**WHAT IS BEING ASKED**
Go over the entries and report the lines where the word "exists" occurs.
----- THE RECORDS
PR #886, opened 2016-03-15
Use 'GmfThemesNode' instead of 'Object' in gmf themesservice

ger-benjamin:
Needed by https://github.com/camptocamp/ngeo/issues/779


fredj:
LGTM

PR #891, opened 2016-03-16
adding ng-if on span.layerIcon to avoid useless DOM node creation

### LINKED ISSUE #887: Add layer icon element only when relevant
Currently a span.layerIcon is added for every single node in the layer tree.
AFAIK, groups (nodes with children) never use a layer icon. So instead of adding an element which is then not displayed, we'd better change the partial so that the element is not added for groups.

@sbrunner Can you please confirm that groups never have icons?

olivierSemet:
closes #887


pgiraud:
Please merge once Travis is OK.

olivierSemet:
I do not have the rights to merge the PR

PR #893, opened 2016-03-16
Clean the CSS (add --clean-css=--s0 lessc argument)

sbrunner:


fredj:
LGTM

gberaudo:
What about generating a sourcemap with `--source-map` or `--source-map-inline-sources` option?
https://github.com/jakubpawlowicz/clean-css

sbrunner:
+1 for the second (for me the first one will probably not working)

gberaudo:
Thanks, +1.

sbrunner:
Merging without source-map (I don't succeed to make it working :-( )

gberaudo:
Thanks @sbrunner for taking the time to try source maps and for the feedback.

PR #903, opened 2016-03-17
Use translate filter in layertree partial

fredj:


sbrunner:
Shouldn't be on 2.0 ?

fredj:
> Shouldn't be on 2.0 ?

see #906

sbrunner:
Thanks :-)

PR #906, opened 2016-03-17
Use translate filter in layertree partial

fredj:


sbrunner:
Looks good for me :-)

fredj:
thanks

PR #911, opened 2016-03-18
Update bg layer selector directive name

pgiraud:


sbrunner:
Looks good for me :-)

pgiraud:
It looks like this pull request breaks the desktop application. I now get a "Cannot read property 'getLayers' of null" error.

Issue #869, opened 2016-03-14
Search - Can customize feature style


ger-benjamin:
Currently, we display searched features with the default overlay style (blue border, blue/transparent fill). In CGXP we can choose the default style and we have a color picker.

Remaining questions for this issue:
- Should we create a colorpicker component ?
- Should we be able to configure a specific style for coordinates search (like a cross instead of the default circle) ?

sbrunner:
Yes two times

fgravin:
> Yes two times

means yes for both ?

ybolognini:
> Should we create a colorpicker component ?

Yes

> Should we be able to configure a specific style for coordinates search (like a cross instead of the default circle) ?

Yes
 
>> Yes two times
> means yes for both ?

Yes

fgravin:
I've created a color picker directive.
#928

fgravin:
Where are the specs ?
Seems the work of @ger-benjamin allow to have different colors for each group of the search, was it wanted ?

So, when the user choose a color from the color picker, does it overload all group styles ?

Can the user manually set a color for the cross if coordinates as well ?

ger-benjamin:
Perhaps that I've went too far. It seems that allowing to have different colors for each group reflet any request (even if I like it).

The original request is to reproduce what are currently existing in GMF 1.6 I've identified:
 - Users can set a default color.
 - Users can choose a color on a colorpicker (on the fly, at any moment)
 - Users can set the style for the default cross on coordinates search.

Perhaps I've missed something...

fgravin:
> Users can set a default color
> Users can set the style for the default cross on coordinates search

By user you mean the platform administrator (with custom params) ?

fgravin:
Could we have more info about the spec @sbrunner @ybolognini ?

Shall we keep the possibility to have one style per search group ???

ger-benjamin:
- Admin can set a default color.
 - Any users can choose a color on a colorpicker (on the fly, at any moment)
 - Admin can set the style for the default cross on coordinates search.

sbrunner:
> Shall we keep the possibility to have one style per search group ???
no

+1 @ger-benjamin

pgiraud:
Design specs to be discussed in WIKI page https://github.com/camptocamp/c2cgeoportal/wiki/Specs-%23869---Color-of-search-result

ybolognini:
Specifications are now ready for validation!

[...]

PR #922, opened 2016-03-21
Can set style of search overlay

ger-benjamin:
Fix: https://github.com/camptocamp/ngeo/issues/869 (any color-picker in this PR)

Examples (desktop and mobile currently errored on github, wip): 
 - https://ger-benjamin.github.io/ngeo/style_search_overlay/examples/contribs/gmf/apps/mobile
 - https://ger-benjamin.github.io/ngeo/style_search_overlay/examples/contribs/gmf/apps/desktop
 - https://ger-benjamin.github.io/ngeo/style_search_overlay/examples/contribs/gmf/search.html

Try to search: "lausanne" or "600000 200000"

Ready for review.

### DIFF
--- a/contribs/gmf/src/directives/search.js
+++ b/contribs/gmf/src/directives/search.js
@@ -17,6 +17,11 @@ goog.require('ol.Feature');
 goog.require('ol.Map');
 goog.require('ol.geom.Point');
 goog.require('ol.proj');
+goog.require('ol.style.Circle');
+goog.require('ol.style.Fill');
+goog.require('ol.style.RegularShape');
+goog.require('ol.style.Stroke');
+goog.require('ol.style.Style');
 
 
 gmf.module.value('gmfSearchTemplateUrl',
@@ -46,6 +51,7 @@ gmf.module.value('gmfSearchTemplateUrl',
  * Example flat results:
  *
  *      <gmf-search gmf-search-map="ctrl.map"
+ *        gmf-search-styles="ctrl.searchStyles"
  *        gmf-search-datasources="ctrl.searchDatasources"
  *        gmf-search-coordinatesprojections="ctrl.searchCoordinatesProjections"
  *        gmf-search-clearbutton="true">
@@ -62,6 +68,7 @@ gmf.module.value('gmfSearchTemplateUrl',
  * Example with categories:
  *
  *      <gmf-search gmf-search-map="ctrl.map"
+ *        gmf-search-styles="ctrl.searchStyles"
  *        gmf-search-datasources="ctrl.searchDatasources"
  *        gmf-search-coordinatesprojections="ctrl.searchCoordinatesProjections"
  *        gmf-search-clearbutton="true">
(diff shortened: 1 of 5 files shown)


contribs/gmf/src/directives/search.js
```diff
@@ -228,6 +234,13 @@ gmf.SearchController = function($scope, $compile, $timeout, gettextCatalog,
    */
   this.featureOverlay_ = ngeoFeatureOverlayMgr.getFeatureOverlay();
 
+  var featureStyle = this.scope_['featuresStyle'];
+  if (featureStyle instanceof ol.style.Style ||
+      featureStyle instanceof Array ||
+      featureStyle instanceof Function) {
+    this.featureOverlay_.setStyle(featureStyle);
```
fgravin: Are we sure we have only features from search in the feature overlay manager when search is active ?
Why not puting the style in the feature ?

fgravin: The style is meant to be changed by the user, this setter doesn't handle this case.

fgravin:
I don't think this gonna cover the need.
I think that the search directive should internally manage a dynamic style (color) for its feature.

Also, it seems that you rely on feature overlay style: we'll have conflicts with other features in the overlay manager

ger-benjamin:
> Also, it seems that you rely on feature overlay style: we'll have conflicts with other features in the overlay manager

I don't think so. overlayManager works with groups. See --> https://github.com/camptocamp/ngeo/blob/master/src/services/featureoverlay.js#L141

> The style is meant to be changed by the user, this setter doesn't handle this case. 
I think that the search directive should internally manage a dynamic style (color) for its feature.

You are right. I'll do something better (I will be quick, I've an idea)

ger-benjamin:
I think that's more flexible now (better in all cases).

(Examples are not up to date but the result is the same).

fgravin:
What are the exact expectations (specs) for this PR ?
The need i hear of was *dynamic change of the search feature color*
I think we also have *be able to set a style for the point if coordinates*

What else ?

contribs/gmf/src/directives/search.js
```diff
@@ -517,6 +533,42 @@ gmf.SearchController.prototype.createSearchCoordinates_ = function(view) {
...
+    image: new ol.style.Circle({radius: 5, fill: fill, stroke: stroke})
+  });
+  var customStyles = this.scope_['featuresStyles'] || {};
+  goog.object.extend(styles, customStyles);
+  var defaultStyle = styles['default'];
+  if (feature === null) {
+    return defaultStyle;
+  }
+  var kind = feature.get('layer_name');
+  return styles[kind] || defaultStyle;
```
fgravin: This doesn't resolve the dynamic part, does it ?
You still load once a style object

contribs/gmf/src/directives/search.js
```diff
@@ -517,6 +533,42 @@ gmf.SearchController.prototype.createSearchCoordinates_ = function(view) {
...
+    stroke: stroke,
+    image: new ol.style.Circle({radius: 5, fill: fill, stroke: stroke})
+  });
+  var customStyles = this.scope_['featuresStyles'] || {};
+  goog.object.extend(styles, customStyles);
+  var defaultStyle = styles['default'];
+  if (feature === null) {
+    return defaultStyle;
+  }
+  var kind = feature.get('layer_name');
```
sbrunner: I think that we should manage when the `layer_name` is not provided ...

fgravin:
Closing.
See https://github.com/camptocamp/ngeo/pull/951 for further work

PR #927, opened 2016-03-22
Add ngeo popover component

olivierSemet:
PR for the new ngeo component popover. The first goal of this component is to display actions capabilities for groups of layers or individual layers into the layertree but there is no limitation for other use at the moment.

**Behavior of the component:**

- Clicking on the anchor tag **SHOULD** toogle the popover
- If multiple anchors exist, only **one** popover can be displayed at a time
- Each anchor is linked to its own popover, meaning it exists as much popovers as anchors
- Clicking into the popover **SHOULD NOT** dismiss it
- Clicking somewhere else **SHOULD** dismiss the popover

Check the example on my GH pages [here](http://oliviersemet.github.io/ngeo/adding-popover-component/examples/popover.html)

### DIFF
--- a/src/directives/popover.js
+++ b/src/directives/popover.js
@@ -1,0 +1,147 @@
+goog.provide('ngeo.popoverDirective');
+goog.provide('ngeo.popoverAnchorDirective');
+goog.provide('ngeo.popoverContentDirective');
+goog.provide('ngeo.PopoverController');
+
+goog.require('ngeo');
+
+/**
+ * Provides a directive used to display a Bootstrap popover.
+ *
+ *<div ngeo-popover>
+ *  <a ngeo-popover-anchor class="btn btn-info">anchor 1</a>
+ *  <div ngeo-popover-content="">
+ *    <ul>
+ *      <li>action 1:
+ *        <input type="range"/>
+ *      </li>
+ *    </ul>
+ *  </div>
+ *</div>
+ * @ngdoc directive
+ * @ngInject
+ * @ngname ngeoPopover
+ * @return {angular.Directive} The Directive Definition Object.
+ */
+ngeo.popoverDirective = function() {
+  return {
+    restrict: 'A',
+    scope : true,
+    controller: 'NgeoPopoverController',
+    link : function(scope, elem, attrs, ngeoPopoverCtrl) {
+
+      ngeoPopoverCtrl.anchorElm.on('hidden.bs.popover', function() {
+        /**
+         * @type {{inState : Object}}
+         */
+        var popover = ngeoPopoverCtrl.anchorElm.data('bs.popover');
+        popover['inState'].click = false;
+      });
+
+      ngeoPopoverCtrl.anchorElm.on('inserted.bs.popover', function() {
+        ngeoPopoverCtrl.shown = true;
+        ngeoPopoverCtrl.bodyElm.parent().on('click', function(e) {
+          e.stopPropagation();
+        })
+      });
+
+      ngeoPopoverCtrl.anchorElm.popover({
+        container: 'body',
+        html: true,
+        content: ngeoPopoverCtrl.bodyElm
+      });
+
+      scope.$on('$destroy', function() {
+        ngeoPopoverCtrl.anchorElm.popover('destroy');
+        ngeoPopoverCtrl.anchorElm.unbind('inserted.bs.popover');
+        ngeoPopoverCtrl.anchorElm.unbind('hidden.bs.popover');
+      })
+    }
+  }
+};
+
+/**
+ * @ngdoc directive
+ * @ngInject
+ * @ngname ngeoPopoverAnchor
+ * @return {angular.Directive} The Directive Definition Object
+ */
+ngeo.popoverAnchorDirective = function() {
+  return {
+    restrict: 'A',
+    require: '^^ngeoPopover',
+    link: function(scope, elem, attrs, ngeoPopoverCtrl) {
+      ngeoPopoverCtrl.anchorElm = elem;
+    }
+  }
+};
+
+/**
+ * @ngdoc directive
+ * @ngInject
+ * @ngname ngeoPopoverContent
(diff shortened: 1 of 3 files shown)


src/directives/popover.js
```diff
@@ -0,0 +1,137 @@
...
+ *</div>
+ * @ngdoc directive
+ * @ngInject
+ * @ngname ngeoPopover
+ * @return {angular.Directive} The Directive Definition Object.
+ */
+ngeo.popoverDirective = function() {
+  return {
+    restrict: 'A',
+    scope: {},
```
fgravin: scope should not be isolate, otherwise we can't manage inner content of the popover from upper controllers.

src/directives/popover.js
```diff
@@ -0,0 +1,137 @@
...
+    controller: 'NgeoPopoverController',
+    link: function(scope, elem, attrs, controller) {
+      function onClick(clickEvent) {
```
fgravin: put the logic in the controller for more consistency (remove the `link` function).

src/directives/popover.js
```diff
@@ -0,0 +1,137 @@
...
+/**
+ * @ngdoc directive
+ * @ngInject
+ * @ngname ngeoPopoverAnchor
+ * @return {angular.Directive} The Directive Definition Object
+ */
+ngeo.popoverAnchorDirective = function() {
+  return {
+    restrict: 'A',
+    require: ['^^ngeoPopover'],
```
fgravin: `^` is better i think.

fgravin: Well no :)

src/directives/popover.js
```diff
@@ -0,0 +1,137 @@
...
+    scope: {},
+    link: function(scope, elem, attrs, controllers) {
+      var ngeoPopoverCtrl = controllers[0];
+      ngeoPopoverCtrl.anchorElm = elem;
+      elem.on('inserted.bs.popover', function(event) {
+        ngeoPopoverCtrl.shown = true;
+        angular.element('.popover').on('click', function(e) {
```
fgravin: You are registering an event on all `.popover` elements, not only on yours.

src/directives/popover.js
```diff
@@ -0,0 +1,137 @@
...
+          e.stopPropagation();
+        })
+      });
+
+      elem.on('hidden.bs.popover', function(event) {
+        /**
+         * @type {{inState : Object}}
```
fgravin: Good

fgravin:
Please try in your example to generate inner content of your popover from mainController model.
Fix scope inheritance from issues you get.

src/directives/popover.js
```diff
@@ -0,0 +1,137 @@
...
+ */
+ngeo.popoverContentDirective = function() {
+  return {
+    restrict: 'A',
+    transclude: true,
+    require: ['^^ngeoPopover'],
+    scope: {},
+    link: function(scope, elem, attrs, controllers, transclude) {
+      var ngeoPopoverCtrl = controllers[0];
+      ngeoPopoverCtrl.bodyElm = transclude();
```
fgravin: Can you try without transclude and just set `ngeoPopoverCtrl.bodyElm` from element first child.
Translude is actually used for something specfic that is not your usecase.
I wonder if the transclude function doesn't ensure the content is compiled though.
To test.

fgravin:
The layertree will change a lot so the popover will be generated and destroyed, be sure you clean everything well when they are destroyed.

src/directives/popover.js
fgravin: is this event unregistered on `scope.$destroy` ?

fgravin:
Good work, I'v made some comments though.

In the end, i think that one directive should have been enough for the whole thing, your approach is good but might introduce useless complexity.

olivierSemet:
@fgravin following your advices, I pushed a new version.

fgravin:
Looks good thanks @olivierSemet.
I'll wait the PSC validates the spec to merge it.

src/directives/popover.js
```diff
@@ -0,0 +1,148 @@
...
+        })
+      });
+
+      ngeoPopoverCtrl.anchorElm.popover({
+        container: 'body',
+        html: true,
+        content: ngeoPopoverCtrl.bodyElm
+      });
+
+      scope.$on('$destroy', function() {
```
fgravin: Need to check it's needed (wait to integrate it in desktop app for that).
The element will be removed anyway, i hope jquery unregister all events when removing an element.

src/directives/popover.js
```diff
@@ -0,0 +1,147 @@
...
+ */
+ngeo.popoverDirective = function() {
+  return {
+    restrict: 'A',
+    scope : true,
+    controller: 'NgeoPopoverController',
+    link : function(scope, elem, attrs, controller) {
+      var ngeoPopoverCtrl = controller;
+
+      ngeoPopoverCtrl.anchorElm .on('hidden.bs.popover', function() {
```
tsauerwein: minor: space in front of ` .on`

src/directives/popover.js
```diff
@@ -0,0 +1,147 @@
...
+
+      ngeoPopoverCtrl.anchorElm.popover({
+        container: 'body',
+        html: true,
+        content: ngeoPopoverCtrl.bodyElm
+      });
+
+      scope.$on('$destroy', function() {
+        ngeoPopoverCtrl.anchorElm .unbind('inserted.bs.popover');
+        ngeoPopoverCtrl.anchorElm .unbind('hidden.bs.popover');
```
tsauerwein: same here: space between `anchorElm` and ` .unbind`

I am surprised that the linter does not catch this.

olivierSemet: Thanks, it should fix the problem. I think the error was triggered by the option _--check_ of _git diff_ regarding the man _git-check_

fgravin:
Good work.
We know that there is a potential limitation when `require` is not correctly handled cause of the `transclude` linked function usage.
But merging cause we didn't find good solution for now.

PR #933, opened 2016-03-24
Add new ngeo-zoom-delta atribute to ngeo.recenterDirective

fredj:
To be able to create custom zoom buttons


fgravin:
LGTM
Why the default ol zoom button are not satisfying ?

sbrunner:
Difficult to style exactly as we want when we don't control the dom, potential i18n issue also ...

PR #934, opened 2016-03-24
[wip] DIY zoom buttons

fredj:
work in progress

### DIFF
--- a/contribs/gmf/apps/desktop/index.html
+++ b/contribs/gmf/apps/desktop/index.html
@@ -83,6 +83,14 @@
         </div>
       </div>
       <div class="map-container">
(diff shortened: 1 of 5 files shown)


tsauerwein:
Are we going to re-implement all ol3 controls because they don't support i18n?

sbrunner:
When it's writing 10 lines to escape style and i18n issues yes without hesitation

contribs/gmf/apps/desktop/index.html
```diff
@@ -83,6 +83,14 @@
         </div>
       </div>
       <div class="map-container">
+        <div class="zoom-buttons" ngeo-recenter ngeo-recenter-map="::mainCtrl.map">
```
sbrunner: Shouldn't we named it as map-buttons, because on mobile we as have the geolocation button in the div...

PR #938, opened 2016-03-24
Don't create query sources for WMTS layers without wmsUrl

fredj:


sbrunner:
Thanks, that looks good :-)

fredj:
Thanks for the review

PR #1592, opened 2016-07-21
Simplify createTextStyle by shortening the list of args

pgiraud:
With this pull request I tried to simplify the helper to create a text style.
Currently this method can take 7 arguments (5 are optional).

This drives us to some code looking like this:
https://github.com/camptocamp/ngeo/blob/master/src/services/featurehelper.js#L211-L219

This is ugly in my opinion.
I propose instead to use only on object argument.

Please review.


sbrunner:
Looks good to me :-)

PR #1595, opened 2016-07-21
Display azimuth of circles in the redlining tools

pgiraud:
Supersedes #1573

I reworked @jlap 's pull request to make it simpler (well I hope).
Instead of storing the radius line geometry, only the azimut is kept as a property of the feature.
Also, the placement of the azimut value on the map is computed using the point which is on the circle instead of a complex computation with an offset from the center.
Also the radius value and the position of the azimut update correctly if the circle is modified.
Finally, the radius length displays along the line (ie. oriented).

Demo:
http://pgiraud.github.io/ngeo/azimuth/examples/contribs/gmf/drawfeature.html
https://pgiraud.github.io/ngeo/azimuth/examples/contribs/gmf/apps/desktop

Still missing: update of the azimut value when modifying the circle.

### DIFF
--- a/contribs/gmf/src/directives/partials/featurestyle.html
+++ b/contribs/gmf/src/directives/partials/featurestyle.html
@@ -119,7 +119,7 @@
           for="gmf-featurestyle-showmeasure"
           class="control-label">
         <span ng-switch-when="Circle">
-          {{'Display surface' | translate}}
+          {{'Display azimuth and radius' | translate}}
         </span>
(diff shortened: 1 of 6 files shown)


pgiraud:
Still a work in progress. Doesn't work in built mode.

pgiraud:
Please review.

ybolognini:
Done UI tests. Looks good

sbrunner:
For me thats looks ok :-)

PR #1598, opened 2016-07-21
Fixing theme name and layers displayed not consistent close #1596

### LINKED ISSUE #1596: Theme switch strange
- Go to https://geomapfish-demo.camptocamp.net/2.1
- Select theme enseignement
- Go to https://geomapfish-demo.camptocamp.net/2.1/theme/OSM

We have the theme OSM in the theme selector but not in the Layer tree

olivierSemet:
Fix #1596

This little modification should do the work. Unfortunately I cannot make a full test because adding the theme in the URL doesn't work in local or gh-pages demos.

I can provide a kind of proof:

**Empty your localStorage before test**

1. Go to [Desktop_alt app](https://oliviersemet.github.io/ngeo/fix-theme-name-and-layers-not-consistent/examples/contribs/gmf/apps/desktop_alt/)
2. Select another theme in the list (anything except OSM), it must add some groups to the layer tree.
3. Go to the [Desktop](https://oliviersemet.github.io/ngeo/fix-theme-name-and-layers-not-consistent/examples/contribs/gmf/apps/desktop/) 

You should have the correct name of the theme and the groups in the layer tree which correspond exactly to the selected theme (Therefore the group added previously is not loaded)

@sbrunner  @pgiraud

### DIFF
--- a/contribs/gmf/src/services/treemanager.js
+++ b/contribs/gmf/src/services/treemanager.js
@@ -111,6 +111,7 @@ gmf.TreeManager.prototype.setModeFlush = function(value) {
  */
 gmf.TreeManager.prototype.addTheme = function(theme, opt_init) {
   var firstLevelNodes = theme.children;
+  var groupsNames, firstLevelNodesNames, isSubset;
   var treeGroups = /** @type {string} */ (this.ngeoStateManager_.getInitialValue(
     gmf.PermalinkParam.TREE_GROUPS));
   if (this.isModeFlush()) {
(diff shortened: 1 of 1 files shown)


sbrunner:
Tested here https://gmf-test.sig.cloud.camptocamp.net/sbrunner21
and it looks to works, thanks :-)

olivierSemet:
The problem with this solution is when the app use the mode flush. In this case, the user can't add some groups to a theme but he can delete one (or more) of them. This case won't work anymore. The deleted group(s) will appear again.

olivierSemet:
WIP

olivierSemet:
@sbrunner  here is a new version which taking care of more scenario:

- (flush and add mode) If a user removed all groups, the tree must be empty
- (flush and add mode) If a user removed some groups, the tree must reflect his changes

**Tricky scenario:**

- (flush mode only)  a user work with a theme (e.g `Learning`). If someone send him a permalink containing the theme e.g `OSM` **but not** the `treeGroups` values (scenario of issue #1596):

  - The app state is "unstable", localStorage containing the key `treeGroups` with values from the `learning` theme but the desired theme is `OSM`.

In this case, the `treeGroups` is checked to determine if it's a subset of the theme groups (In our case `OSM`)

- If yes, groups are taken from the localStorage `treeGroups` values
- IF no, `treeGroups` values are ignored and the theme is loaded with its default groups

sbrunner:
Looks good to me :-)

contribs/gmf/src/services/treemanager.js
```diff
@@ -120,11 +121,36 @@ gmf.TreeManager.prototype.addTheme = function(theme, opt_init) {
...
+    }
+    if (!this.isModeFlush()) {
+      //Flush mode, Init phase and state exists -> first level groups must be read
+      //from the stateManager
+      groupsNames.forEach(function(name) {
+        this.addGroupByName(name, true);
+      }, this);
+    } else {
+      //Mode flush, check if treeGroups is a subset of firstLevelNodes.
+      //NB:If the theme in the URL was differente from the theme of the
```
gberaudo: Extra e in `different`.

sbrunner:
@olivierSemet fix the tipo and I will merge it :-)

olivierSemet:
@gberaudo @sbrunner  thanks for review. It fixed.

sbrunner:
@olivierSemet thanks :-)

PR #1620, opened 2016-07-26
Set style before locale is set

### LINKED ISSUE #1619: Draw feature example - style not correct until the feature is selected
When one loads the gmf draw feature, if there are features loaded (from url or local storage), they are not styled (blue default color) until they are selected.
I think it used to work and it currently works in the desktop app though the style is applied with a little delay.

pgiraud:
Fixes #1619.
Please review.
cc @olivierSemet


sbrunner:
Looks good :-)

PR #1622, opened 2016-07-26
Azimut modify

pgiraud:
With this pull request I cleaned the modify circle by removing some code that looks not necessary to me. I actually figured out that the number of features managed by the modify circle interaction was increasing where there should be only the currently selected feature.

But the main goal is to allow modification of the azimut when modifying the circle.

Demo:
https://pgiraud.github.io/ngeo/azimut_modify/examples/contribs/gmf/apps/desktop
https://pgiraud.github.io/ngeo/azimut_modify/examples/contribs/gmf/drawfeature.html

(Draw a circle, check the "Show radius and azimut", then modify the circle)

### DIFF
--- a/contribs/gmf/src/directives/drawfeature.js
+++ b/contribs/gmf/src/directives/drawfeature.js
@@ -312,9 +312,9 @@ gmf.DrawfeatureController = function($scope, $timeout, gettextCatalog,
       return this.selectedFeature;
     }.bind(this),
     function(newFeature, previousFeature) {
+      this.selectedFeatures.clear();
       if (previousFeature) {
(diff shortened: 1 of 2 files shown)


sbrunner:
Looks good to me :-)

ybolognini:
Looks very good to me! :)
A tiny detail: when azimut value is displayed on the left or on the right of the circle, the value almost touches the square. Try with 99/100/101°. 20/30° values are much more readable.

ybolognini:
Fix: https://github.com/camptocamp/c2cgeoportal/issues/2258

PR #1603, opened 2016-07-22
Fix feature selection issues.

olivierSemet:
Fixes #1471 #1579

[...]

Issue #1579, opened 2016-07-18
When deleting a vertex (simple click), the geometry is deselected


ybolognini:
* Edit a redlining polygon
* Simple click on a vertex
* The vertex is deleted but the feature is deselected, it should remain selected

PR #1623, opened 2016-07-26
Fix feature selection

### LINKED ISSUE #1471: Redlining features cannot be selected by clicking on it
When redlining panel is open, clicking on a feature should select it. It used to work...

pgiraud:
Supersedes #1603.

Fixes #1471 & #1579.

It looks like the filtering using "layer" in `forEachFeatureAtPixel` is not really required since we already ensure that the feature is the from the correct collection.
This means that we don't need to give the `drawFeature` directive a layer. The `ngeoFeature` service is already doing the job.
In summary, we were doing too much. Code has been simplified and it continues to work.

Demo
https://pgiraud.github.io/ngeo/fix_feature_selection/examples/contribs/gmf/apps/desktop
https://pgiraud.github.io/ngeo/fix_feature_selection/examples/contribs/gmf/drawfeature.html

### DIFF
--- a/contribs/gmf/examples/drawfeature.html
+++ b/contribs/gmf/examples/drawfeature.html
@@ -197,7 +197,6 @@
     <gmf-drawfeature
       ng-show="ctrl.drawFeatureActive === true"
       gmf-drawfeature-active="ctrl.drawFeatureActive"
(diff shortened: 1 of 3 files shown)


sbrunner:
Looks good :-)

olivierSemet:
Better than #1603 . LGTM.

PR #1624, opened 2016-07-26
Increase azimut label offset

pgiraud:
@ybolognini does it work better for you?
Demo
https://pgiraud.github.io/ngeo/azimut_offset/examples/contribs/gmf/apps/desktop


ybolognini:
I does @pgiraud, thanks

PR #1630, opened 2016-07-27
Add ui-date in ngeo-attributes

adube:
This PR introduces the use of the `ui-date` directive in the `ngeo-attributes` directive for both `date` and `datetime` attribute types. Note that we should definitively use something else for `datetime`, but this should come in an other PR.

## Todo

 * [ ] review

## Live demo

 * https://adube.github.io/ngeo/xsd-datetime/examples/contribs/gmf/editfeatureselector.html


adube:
----------
**YOUR SOLUTION**
- Each anchor is linked to its own popover, meaning it exists as much popovers as anchors
+      //Flush mode, Init phase and state exists -> first level groups must be read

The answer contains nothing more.